* [Collected data]:
== == ==

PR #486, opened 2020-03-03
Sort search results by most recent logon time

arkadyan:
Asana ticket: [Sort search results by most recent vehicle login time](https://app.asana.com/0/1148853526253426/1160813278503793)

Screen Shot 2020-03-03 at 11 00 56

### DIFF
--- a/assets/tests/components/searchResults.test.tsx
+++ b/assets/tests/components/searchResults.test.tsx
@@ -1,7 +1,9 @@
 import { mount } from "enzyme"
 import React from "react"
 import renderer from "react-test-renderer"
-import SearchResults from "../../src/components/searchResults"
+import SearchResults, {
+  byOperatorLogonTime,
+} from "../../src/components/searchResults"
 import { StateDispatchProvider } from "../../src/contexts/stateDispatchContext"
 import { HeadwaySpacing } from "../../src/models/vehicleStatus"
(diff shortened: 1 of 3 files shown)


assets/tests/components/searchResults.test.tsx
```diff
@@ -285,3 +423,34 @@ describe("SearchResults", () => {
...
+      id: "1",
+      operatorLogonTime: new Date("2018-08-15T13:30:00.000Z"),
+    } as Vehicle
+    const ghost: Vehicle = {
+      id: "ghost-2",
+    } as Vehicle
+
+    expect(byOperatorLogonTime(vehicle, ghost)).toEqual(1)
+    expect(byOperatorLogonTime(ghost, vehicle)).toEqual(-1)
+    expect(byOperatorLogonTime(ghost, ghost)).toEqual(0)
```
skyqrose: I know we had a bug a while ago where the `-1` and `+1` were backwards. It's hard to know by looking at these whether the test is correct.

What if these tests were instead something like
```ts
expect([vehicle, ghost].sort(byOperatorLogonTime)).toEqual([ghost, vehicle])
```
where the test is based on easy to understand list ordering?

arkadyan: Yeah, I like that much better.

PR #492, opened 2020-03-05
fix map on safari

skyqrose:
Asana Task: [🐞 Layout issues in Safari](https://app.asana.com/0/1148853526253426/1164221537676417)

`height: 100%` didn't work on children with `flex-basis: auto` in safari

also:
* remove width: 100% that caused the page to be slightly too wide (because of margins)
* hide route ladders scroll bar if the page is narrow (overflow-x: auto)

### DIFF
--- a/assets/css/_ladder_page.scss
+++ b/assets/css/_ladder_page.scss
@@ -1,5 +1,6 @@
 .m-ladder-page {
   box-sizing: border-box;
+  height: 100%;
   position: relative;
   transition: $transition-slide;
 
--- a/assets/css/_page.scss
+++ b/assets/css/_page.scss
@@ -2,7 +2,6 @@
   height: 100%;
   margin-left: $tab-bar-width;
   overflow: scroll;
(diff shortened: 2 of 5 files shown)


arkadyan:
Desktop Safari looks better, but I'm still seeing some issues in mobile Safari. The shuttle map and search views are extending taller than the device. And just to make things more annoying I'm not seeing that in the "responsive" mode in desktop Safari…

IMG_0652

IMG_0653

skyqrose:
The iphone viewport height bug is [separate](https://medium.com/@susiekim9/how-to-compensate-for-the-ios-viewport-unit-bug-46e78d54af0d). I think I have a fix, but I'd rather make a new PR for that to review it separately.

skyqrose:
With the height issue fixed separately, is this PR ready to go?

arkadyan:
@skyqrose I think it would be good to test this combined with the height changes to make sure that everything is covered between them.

== == ==

* [TASK OBJECTIVE]: Where the string "this" turns up in a line of the data above, copy that whole line.

* [WRITTEN RESPONSE]:
With the height issue fixed separately, is this PR ready to go?
@skyqrose I think it would be good to test this combined with the height changes to make sure that everything is covered between them.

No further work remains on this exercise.